I'm sitting in a Kleinmond harbour restaurant, eating grilled hake fresh from the ocean and watching the waves smash and foam on the rocks nearby.
The food has taken forever to arrive and a clumsy waitress spilled water all over the table, but none of that matters. What matters is the warm sun on my skin, the sea breeze tousling my hair and the tremendous view of an endlessly stretching blue ocean, its surface tickled with foaming whitecaps.
I'm still recovering from the cold winter I recently experienced in Canada and am too intoxicated with the beauty of the Cape to care if the chips are underdone or if the food takes 20 minutes longer than it should.
For someone who's always been a sucker for seaside towns, I'm in my element on the coastline of the Kogelberg Biosphere Reserve.
Just an hour and a half from Cape Town, the R44 that winds from Rooiels to Kleinmond via Pringle Bay and Betty's Bay is a jewel, a destination rich with fynbos, spectacular views, heavenly beaches and wildlife. The drive to get there - once you leave the N2 - is like a blissfully longer version of Chapman's Peak Drive, and without the toll.
Massive mountain ranges dip sharply into the Atlantic Ocean, the highway rises and falls as it curves around the mountains and long stretches of white sand whet the appetite for perfect beach days.
Thankfully, the Kogelberg has not been overrun by tourists and the towns that dot the coast remain sleepy and devoid of artificially inflated restaurant and store prices. With relief I notice there's none of the glitz that goes with destinations where the steps of tourists are louder than those of locals.
I first came this way as a reluctant child of a caravanning family, and I remember rolling my eyes as my parents unhitched the caravan, unpacked the tent and settled into the rustic caravan parks. Twenty years later, apart from the restaurants that have changed names as the years rolled by, Kleinmond feels no different than it did in years past.
My caravanning days are well behind me, though and as an adult I'm relieved to be unpacking my bags at the Arabella Western Cape Hotel & Spa.
From my bedroom window swallows dip and dive above an immaculate, sprawling golf course that borders the Bot River Lagoon. I wake to bald eagles gliding above the water and tussling for their breakfast, and golfers puttering around the course.
My kids take one look at the hotel's three pools and their happiness is sealed.
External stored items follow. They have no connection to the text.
PR #2393, opened 2024-05-17
feat(venmo): relax eligibility

mnicpt:
### Description
Relaxing venmo first render eligibility now that Venmo web experience is live and can better manage fallback from native app switch.

image

### PR
https://paypal.atlassian.net/browse/DTVP-75

**Note:**The last requirement, 1d, will be implemented at a later date.

❤️ Thank you!


src/funding/venmo/config.jsx
```diff
@@ -42,7 +42,6 @@ export function getVenmoConfig(): FundingSourceConfig {
         experiment.venmoWebEnabled === false
       ) {
         return {
-          native: true,
           popup: true,
```
wsbrunson, line 45: If device is Mobile & Venmo Web is disabled, then require `popup`? Am I reading that right? From this little snippet it seems like native should be true and popup should be false but I am likely missing context of the bigger picture

I just read your description though, is this saying:

we may still app-switch, but if we can't popup then definitely don't continue

mnicpt: @wsbrunson By removing native, it is saying SFVC is ok. We will catch that just prior to app switching. If in SFVC there, then we will fallback to web. Popup relates to WebView and want to keep that there.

They spend three days running from the 50-person hot tub to the waterfall pool, while most parents sip tropical drinks from comfy chairs. The accents and languages are many: I hear British and Australian versions of English and try to calculate in my head what the R3 000 a night rooms cost them in their home currencies.
I'm chomping at the bit for some adventure and the Kogelberg offers plenty of it. Shark diving? Horse riding? River rafting? Yes, please! But the kids are too small for hard adventure.
So I pack the family into the car and head to Betty's Bay to check out Stony Point, a preserve for a few hundred African penguins. We follow a neat wooden pathway along the rocky coast, marvelling at the sheer number of penguins and their spunky attitudes as they cavort in the surf, their tuxedoed little bodies dodging the mounds of seaweed and moving lithely between the swells.
The Stony Point colony is one of only three land-based colonies, and though there's no swimming with the penguins a la Boulders Beach, there are many more birds here. A handful of visitors are walking the path to see the penguins, most of them ignorant that in years past this quiet spot was a place of commotion, blood and blubber.
Whale blubber, to be precise. I take a peek inside the Southern Cross Café, adjacent to the parking lot, to glimpse Betty's Bay's not-so-illustrious history. The small, stale-smelling room behind the coffee shop reveals that between 1913 and 1930 this was a major whaling station where the carcasses of some 300 Southern Right whales were hauled out of the water each season. Thankfully, those days are long gone and whale watching is the activity du jour.
Baboon watching is another activity here. It's fascinating to see a troop ambling nonchalantly along the highway when you're unfamiliar with a sight like this. My friend Samantha, a Pringle Bay homeowner, regales us with baboon stories.
She remembers coming home to a disaster after a troop of baboons lifted a sliding door off its hinges and proceeded to raid the pantry, swing from the curtains and litter the house with faeces.
Once one sneaked through the window and stole baby porridge off the counter as it was cooling. To locals they are pests, but the baboons were at home here long before their human counterparts. So it seems fitting that they act like they own the place.
Back at the Arabella, days pass quickly and the choices are decadent. The swimming pool or the ocean? The surf or the lagoon? There are beaches aplenty, between the long stretch of sand at Betty's Bay, the lifeguard-protected beach at Kleinmond and the shoreline at Pringle Bay.
That evening we're back at the seaside restaurants, trying to decide which of the ocean's delicacies will become our dinner. Whatever arrives, this magical setting adds flavour, entertainment and inspiration to the meal, lodging itself deep in memory and making us promise to return to the Kogelberg.